A visão de um ciclista açoriano sobre as bicicletas e o ciclismo.

“Motor” atestado para pedalar

Comida pa pedalá!
Olá petchenas e rapazins, tude bem?
Entã é uma fatia grossa de massa sovada com mantêga e um cope de lête de vaca. Cru!
Vocezes sabim lá o que é isse? Vocezes metim é pózins de bouiã num copim com água... Bananas!
Por falá em bananas, que fruta pa dá força, crêde!
Tenhe de comprá bananas...
Bêjes e abraces.
Zabela & Besuga: É uma espécie de rubrica do blogue, onde o Zabela (personagem fictícia que caricatura um homem simples da ilha de São Miguel, que se desloca para todo o lado com a sua bicicleta) escreve tal como fala, com um carregado sotaque micaelense, e a Besuga é exatamente a sua fiel e amada bicicleta, companheira crónica de inúmeras aventuras.
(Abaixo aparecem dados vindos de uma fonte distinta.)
PR #1779, opened 2020-12-07
[no ticket] Fix things needed by DICOM viewer

rtitle:
Just fixing a couple minor issues found when trying to launch the [DICOM viewer](https://github.com/helxplatform/cloudtop-ohif/pull/2) in Terra. Comments inline.

---

In all cases:

### DIFF
--- a/http/src/main/resources/init-resources/rstudio-docker-compose.yaml
+++ b/http/src/main/resources/init-resources/rstudio-docker-compose.yaml
@@ -22,6 +22,7 @@ services:
       - /etc/rstudio-license-file.lic:/etc/rstudio-server/license.lic:ro
     env_file:
       - /etc/google_application_credentials.env
+      - /etc/custom_env_vars.env
     # See https://docs.docker.com/engine/reference/run/#user-memory-constraints
     mem_limit: ${MEM_LIMIT}   # hard limit on memory consumption by the container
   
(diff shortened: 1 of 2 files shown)


http/src/main/resources/init-resources/rstudio-docker-compose.yaml
```diff
@@ -22,6 +22,7 @@ services:
       - /etc/rstudio-license-file.lic:/etc/rstudio-server/license.lic:ro
     env_file:
       - /etc/google_application_credentials.env
+      - /etc/custom_env_vars.env
```
rtitle, line 25: Needed to support custom EVs in the RStudio image. This already exists in the Jupyter image, was just missed here I think.

http/src/main/scala/org/broadinstitute/dsde/workbench/leonardo/service/ProxyService.scala
```diff
@@ -467,6 +467,7 @@ class ProxyService(
     "Sec-WebSocket-Version",
     "Sec-WebSocket-Key",
     "Sec-WebSocket-Extensions",
+    "Sec-WebSocket-Protocol",
```
rtitle, line 470: Need to filter these `Sec-WebSocket-*` headers otherwise they end up getting set twice and the browser complains.

jdcanas (approved):

Qi77Qi (approved):

PR #692, opened 2021-08-13
Refactor dependency inversion for appointment summary

andrewburrowsmoj:
Refactored code so that AppointmentSummary is constructed outside of the Presenter classes and the responsibility of the Controller classes.

The reason for this change:

1. AppointmentSummary acts as a Presenter component - Controller is currently responsible for constructing Presenters. Constructing inside Presenter classes violated Dependency Inversion principle.
2. AppointmentSummary will eventually need to be modified to accept addition parameters (nps office address). This will make the constructor parameters in each of the components longer and longer.


Gweaton (approved):
This makes sense to me, good refactor.

PR #697, opened 2021-08-17
IC-1919: Add a "check your answers" page to the initial assessment scheduling journey

lawrence-forooghian:

Adds a page to the service provider initial assessment scheduling journey, which replays the answers they have submitted so that they can check them.

To allow the service provider to check their answers before scheduling the appointment.

## Screenshot

Screenshot 2021-08-17 at 11-55-08 HMPPS Interventions - GOV UK


Gweaton (approved):
Thanks for taking me through this - it looks good to me.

Doutô Bcecléte: Alter-ego do Zabela, um especialista (não credenciado) em bicicletas.


Depois de ler esta “esclarecedora” publicação do Doutô Bcecléte tenho prestado mais atenção à alimentação, antes, durante e depois de pedalar, principalmente durante, a altura que mais descurava.
De facto, hidratação e alimentação durante as nossas pedaladas não é algo que se deva ignorar, sendo que a sua importância aumenta na mesma proporção da exigência, regularidade e distância, destas mesmas pedaladas.
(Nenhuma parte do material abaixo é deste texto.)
PR #698, opened 2021-08-17
Added assess risks and needs proxy

andrewburrowsmoj:
Added the ability to stub request with wiremock for assess-risks-and-needs calls. This is only for when you are running the application locally with "npm run:dev".

This will fix errors that are thrown when accessing the referral details page due to no data being available on assess-risks-and-needs service.
    
All stub requests can now be made in "mocks.ts".

Do note that all requests starting with "/risks/" will still be forwarded (by wiremork) to the assess-risks-and-needs container if you wish to use the actual container response instead of mocking.

### DIFF
--- a/mocks.ts
+++ b/mocks.ts
@@ -11,10 +11,14 @@ import draftReferralFactory from './testutils/factories/draftReferral'
 import serviceCategoryFactory from './testutils/factories/serviceCategory'
 import CommunityApiMocks from './mockApis/communityApi'
 import deliusConvictionFactory from './testutils/factories/deliusConviction'
+import AssessRisksAndNeedsServiceMocks from './mockApis/assessRisksAndNeedsService'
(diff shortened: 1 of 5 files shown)


mocks.ts
```diff
@@ -11,10 +11,14 @@ import draftReferralFactory from './testutils/factories/draftReferral'
 import serviceCategoryFactory from './testutils/factories/serviceCategory'
 import CommunityApiMocks from './mockApis/communityApi'
 import deliusConvictionFactory from './testutils/factories/deliusConviction'
+import AssessRisksAndNeedsServiceMocks from './mockApis/assessRisksAndNeedsService'
+import riskSummary from './testutils/factories/riskSummary'
```
lawrence-forooghian, line 15: Can we suffix these two variable names with `Factory` as elsewhere?

lawrence-forooghian (approved):

PR #699, opened 2021-08-17
Display risk to self on make a referral risk summary page

andrewburrowsmoj:
This PR is still in draft.

It is currently on hold because I need confirmation of the style that should be used.


andrewburrowsmoj:
These changes are no longer relevant - the way we display Risk has changed.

Pedalar para mim é um prazer e mais uma oportunidade de me manter em forma. Nunca pedalei com propósitos de emagrecimento, mas entre quem o faz, e não querendo generalizar, há uma certa ideia de que quanto mais debilitarmos o corpo melhor, quando deveria ser precisamente o contrário, para se conseguir atingir os níveis ideais de rendimento e equilíbrio. Um corpo ativo, bem hidratado e alimentado vai responder melhor às solicitações físicas, o que levará a melhores e mais rápidos resultados.
O que não faltam são opções neste campo, mas para a hidratação a água será sempre a base e para a alimentação a conjugação certa de alimentos ricos em hidratos (simples e complexos), proteínas e gorduras.
A bicicleta anda com a nossa energia (trabalho de força e movimento exercido nos pedais), portanto, o nosso corpo assume a posição de motor. Assim, precisa de combustível de qualidade e em quantidade necessária para funcionar à altura do que lhe é exigido.
Se calhar esta analogia não é a mais consensual, já que nos remete para o ramo automóvel, mas aqui estamos a falar só de eficiência e ganhos: Gasto de calorias, tonificação muscular e zero emissões de gases poluentes.